There was a murmur of protest from others of the committee.

"Good God, Rafferty!" broke in Moylan. "We can't help it, man--we're just as helpless as you!"

"You say you're helpless--but you don't even try!"

"_Try?_ Do you want us to back a strike that we know hasn't a chance? You might as well ask us to lie down and let a load of coal run over us. We can't win, man! I tell you we can't _win_! We'd only be throwing away our organisation!"

Moylan became suddenly impassioned. He had seen a dozen sporadic strikes in this district, and many a dozen young strikers, homeless, desolate, embittered, turning their disappointment on him. "We might support you with our funds, you say--we might go on doing it, even while the company ran the mine with scabs. But where would that land us, Rafferty? I seen many a union on the rocks--and I ain't so old either! If we had a bank, we'd support all the miners of the country, they'd never need to work again till they got their rights. But this money we spend is the money that other miners are earnin'--right now, down in the pits, Rafferty, the same as you and your old man. They give us this money, and they say, 'Use it to build up the union. Use it to help the men that aren't organised--take them in, so they won't beat down our wages and scab on us. But don't waste it, for God's sake; we have to work hard to make it, and if we don't see results, you'll get no more out of us.' Don't you see how that is, man? And how it weighs on us, worse even then the fear that maybe we'll lose our poor salaries--though you might refuse to believe anything so good of us? You don't need to talk to me like I was Peter Harrigan's son. I was a spragger when I was ten years old, and I ain't been out of the pits so long that I've forgot the feeling. I assure you, the thing that keeps me awake at night ain't the fear of not gettin' a living, for I give myself a bit of education, working nights, and I know I could always turn out and earn what I need; but it's wondering whether I'm spending the miners' money the best way, whether maybe I mightn't save them a little misery if I hadn't 'a' done this or had 'a' done that. When I come down on that sleeper last night, here's what I was thinking, Tim Rafferty--all the time I listened to the train bumping--'Now I got to see some more of the suffering, I got to let some good men turn against us, because they can't see why we should get salaries while they get the sack. How am I going to show them that I'm working for them--working as hard as I know how--and that I'm not to blame for their trouble?'"

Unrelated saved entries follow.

PR #378, opened 2024-11-09
Apply document filters to DocumentSet<T> at query time

### LINKED ISSUE #376: Support for `DocumentFilter` with Custom Bucket Context `IDocumentSet`
Description
I've noticed that the DocumentFilter functionality currently only works with the BucketContext.Query method and does not seem to apply when using an IDocumentSet within a custom bucket context.

Use Case
In my application, I am working with a custom bucket context where I use IDocumentSet. It would be very helpful to be able to apply DocumentFilter directly on this IDocumentSet to take advantage of consistent filtering across different bucket contexts.

Expected Behavior
I expected DocumentFilter to be compatible with both BucketContext.Query and IDocumentSet, allowing seamless filtering regardless of the context.

Current Behavior
Currently, DocumentFilter only works with BucketContext.Query, making it challenging to use in custom bucket contexts that rely on IDocumentSet.

brantburnett:
Motivation
----------
Some forms of querying using `DocumentSet<T>` properties on an inherited `BucketContext` don't apply document filters such as the `DocumentType` attribute.

Modifications
-------------
- Split `CollectionQueryable<T>` into two types `CollectionQueryable<T>` and a base `CouchbaseQueryable<T>`. The former is used to represent the original extent of a query against a collection. The latter is used to construct new `IQueryable<T>` instances as the query is extended with predicates, etc. This removes unnecessary fields and logic from the simpler case that is repeated for every new LINQ method applied to the query.
- Add an additional non-generic `IDocumentSet` interface which is inherited by `IDocumentSet<T>`. This is a SemVer safe change because it only adds `IQueryable` which was already included on `IDocumentSet<T>` via `IQueryable<T>`.
- Create DelayedFilterQueryProvider as a wrapper for ClusterQueryProvider that applies filters to `IDocumentSet` at query execution time.
- Refactor query timeouts to always be based on a callback to the `BucketContext` rather than a property, which allows a singleton `ClusterQueryExecutor` per `BucketContext` rather than per query.
- Refactor `BucketContext` to build a singleton query provider, query parser, and query executor rather than recreating for every query.
- Refactor `DocumentSet<T>` to get the query provider from the `BucketContext`.
- Reduce interface invocations by caching the bucket, scope, and collection names once when constructing a `DocumentSet<T>` or `CollectionQueryable<T>` instead of for each property read.
- Minor perf and nullable ref type improvements to `DocumentFilterSet`.
- Fix some integration tests that were refering to data no longer found in the default `beer-sample` bucket.

Results
-------
Filters are applied consistently to `DocumentSet<T>` based on the filter configuration at the time the query is run. Queries in all cases will have fewer heap allocations and other CPU performance benefits.

Resolves #376

### DIFF
--- a/Src/Couchbase.Linq.IntegrationTests/QueryTests.cs
+++ b/Src/Couchbase.Linq.IntegrationTests/QueryTests.cs
@@ -174,7 +174,7 @@ namespace Couchbase.Linq.IntegrationTests
             var context = new BucketContext(TestSetup.Bucket);
 
             var beers = from b in context.Query<Beer>()
-                        where b.Type == "beer" && b.Name.StartsWith("563")
+                        where b.Type == "beer" && b.Name.StartsWith("Amendment")
                         select new { name = b.Name, abv = b.Abv };
 
             var results = beers.Take(1).ToList();
@@ -1000,7 +1000,7 @@ namespace Couchbase.Linq.IntegrationTests
             var context = new BucketContext(TestSetup.Bucket);
 
             var breweries = from brewery in context.Query<Brewery>()
-                where brewery.Type == "brewery" && brewery.Address.Contains("563 Second Street")
+                where brewery.Type == "brewery" && brewery.Address.Contains("210 Aberdeen Dr.")
                 orderby brewery.Name
                 select new {name = brewery.Name, addresses = brewery.Address};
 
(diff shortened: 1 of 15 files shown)


jeffrymorris (approved):
Looks good, thanks Brant!

PR #380, opened 2024-11-11
Target .NET 8

brantburnett:
Motivation
----------
General modernization.

Modifications
-------------
- Add global.json to require the .NET 8 SDK
- Use LangVersion 12 in Directory.Build.props
- Drop the deprecated .NET Standard 2.1 build target and add .NET 8
- Update to Couchbase SDK 3.5.5
- Upgrade various NuGet dependencies, especially for unit tests, and drop some unnecessary dependencies
- Use the in-box SourceLink in .NET 8 SDK rather than the OOB package
- Target net8.0 for unit tests
- Fix a LOT of nullable reference type warnings due to improved annotations in .NET 8


jeffrymorris (approved):
Looks good, thanks!

PR #346, opened 2020-02-07
Do Not Merge - Feat build process

halocline:
Related Issues: https://github.com/hpe-design/design-system/issues/301, https://github.com/hpe-design/design-system/issues/199

**Background on Approach**
Looking at optimizing the "build" process in three areas:

1. Prior to build (i.e. catch issues earlier in the development process)
  - Check Grommet/stable version in Yarn.lock, update if newer commits
  - Run linter
  - Run tests
    - Jest (aries-core)
    - TestCafe (aries-site)
  **Actions:** --> 
  - Implement checks with Git Hooks via Husky (I initially was looking at "pre-commit" but chose "husky" because it seemed to be play nicer and was more intuitive in monorepo environment).
  - Run linter script
  - Run test script (this is disabled for now because of a failing test and non-existent tests on aries-core)
2. During build (i.e. evaluate which dependencies are bundled, caching, etc.)
  - Move any applicable dependencies to peerDependencies or devDependencies
  - Cache dependencies
  **Actions:** --> 
  - Update `package.json`s
3. When do builds get triggered
  - Do we run builds on all branches? Or just specific ones?
  **Actions**: --> 
  - Recommend leave alone for now. Deploy previews are useful for PR and stakeholder reviews. Opportunity in the future if needed.

### DIFF
--- a/aries-core/package.json
+++ b/aries-core/package.json
@@ -45,6 +45,7 @@
     "test": "jest",
     "storybook": "start-storybook -p 6006",
     "build-storybook": "build-storybook",
+    "preinstall": "cd .. && node grommet-sync.js",
     "release-stable": "babel-node ./tools/release-stable"
   },
   "keywords": [
--- a/aries-core/package.json
+++ b/aries-core/package.json
@@ -45,7 +45,6 @@
     "test": "jest",
     "storybook": "start-storybook -p 6006",
     "build-storybook": "build-storybook",
-    "preinstall": "cd .. && node grommet-sync.js",
     "release-stable": "babel-node ./tools/release-stable"
   },
   "keywords": [
--- a/aries-core/package.json
+++ b/aries-core/package.json
@@ -7,7 +7,9 @@
   "dependencies": {
     "grommet": "https://github.com/grommet/grommet/tarball/stable",
     "grommet-icons": "^4.4.0",
-    "grommet-theme-hpe": "https://github.com/grommet/grommet-theme-hpe/tarball/stable",
+    "grommet-theme-hpe": "https://github.com/grommet/grommet-theme-hpe/tarball/stable"
+  },
+  "peerDependencies": {
     "react": "^16.12.0",
     "react-dom": "^16.12.0",
     "styled-components": "^5.0.0"
@@ -28,7 +30,10 @@
     "del": "^5.1.0",
     "dotenv": "^8.2.0",
     "fs-extra": "^8.1.0",
+    "react": "^16.12.0",
+    "react-dom": "^16.12.0",
     "simple-git": "^1.126.0",
+    "styled-components": "^5.0.0",
     "webpack": "^4.29.3",
     "webpack-cli": "^3.2.3",
     "webpack-dev-server": "^3.1.14"
@@ -42,10 +47,6 @@
     "build-storybook": "build-storybook",
     "release-stable": "babel-node ./tools/release-stable"
   },
-  "pre-commit": [
-    "lint-fix",
-    "test"
-  ],
   "keywords": [
     "aries",
     "aries-core",
--- a/aries-site/src/data/structure.js
+++ b/aries-site/src/data/structure.js
@@ -11,7 +11,6 @@ import {
   IconHumanCentered,
   IconIcons,
   IconInput,
-  IconLayout,
   IconLayoutComponents,
   IconPhilosophy,
   IconPrinciples,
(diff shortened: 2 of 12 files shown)


aries-site/src/data/structure.js
```diff
@@ -11,7 +11,6 @@ import {
   IconHumanCentered,
   IconIcons,
   IconInput,
-  IconLayout,
```
halocline: FYI, linter fix

aries-site/src/examples/components/input/UsageExample.js
```diff
@@ -2,7 +2,7 @@ import React from 'react';
 import PropTypes from 'prop-types';
 import { Box, ResponsiveContext, Text } from 'grommet';
 
-import { colors } from '../../themes/aries';
+import { colors } from '../../../themes/aries';
```
halocline: FYI, linter fix

aries-site/src/pages/components/controls.js
```diff
@@ -1,9 +1,8 @@
 import React from 'react';
 import { Box, Button } from 'grommet';
 
-import { ExternalCTA, Meta, SubsectionText } from '../../components';
```
halocline: FYI, linter fix

aries-site/src/pages/components/controls.js
```diff
@@ -1,9 +1,8 @@
...
+import { Meta, SubsectionText } from '../../components';
 import {
-  ButtonRow,
```
halocline: FYI, linter fix

aries-site/src/pages/components/input.js
```diff
@@ -8,7 +8,6 @@ import {
   MaskedInputExample,
   RadioButtonGroupExample,
   RangeInputExample,
-  RangeSelectorExample,
```
halocline: FYI, linter fix

aries-site/src/utils/hooks/useEventListener.js
```diff
@@ -13,8 +13,6 @@ export const useEventListener = (eventName, handler, element = global) => {
 
     const eventListener = event => savedHandler.current(event);
     element.addEventListener(eventName, eventListener);
-    return () => {
```
halocline: FYI, linter fix

ShimiSun:
Will this approach help us with the frequent yarn breaks? how so?

aries-core/package.json
```diff
@@ -42,10 +47,6 @@
     "build-storybook": "build-storybook",
     "release-stable": "babel-node ./tools/release-stable"
   },
-  "pre-commit": [
-    "lint-fix",
-    "test"
-  ],
```
ShimiSun: Is the `pre-commit` removed? I was actually thinking we should add "prettier" on pre-commit to help with code structure consistency.

halocline: I would like to add Prettier as well.

We actually never had installed `pre-commit` as a `devDependency` and thus these config lines for `pre-commit` weren't being executed.

I am proposing that we use `husky` instead of `pre-commit`. They provide similar functionality, however I found `husky` to be easier to configure in a monorepo.

The scripts `lint-fix`, `test`, etc. will now be triggered by the `.huskyrc.js` file.

halocline:
> Will this approach help us with the frequent yarn breaks? how so?

Yes, the frequent yarn breaks are intended to be minimized by this work.

**Background**
As reminder, the yarn breaks are caused because of the following: 
- Each time a new commit is made to Grommet Stable, a new sha-1 signature is assigned to the commit. When this project's CI build process goes to retrieve the dependency, it compares the checksums for the sha-1 it receives to the sha-1 signature in the yarn.lock / build cache. If the signatures do not match, the CI build will fail. Because Grommet is being actively developed, the sha-1 changes frequently resulting in mismatching sha-1s regularly, and thus, regularly failed CI builds.

**How so?**
- This approach assumes our project's Grommet in `yarn.lock` will always be out of date (because Grommet is being actively developed resulting in the checksum mismatch mentioned above).
- Under this assumption, this approach does the following:
  - Upon each `git commit` (triggers pre-commit hook):
    - Remove "grommet@https://github.com/grommet/grommet/tarball/stable" from `yarn.lock` (this is performed in `grommet-sync.js`)
    - Install the current version of "grommet@https://github.com/grommet/grommet/tarball/stable"
    - Proceeds with rest of pre-commit checks

This approach avoids having to remove the entire contents of yarn.lock and then having to re-install all dependencies.

The limitation of this approach occurs in situations where a PR sits unmerged for a few days. In these cases, the PR may be exposed to mis-matching grommet versions as well.  I think we can explore implementing the same technique used here, but triggering them at another point in our workflow (e.g. a hook at on approval).

halocline:
Closing. This work was executed in https://github.com/hpe-design/design-system/pull/370 && https://github.com/hpe-design/design-system/pull/369 && https://github.com/hpe-design/design-system/pull/363

PR #365, opened 2020-02-13
Restructure tests

taysea:
Restructures tests based on discussion below on best practices:

e2e Testing Best Practices
https://www.lambdatest.com/blog/all-you-need-to-know-about-end-to-end-testing/

1. Identify User Functions: features such as logging in, searching, logging out, etc.
2. Identify Conditions for each user function (includes timing, data, etc.): 
    1. Did error display correctly?
    2. Did validation happen?
3. Write Test cases: each test case should test a single condition

Translated to TestCafe —> each “fixture” should be a user function, each “test” should be a test case


britt6612:
Look good now we can put ours into each folder.

PR #367, opened 2020-02-13
Organize nav

britt6612:
This PR gets rid of all of the data-test-id's 

As well as organizes the nav folder


britt6612:
Thank you! I saw that I was actually going to comment to look at the topic comment thanks for fixing!

PR #370, opened 2020-02-14
Feat pre commit

halocline:
Related Issues: https://github.com/hpe-design/design-system/issues/301

This PR is a subset of https://github.com/hpe-design/design-system/pull/346, with the hope it is more focussed and easier to understand.

Work Included: 
- Adds pre-commit checks for linting and tests via `husky` (husky is a package similar to `pre-commit`.  I found `husky` easier to configure in a monorepo than `pre-commit`)
  - Removes `pre-commit` configuration from package.json. This was not functional as `pre-commit` was never added as a dependency.
  - `.huskyrc.js` becomes the configuration for pre-commit commands to be run. Additional commands are simply added to the `tasks` array.
- Switches `testcafe` port to run on 3030 -- which allows a developer to leave their dev server running on 3000.

Let me know if a call would be helpful for your reviews.


aries-site/package.json
```diff
@@ -23,7 +23,7 @@
     "start": "next",
     "start-server": "yarn build && yarn next start -p 3030",
     "test": "yarn build && node src/scripts/start-tests.js",
-    "test:local": "start-server-and-test start-server 3030 'testcafe all src/tests/'",
+    "test:local": "start-server-and-test start-server 3030 'testcafe chrome,firefox src/tests/'",
```
ShimiSun: I might be missing something shouldn't `test:local`  be added to the package.json pre-commit section to perform as a pre-commit?

ShimiSun: Another separate thought; Since we have a monorepo and I would think that for any core library change we want the pre-commit to run on the website as well, maybe it should mean the pre-commit command should be found on the parent package.json?

halocline: @ShimiSun Take a look at `huskyrc.js` which sits at the monorepo root. It serves as the controller, which is currently configured to do what you are suggesting (i.e. run aries-site tests even when changes are made to aries-core).

Using `husky` package instead of `pre-commit` because I found it to easier to implement and understand in monorepo.

halocline: `test:local` is called by `huskyrc.js` -- it is an alternative to the `pre-commit` package.

PR #371, opened 2020-02-14
Don't merge — Create script to create structure file for test

taysea:
trying to create file that eliminates the "icon" property of the structure array so that TestCafe can utilize data structure for tests.


taysea:
Closing because this approach has been de-prioritized and this PR was to allow other team members to see an attempted approach, not because it was a successful solution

Here Wauchope broke in. "There's no use talking any more. I see we're up against it. We'll not trouble you, Moylan."

"You trouble me," cried Moylan, "unless you stand by the movement!"

The other laughed bitterly. "You'll never know what I do. It's the road for me--and you know it!"

"Well, wherever you go, it'll be the same; either you'll be fighting for the union, or you'll be a weight that we have to carry."

The young leader turned from one to another of the committee, pleading with them not to be embittered by this failure, but to turn it to their profit, going on with the work of building up the solidarity of the miners. Every man had to make his sacrifices, to pay his part of the price. The thing of importance was that every man who was discharged should be a spark of unionism, carrying the flame of revolt to a new part of the country. Let each one do his part, and there would soon be no place to which the masters could send for "scabs."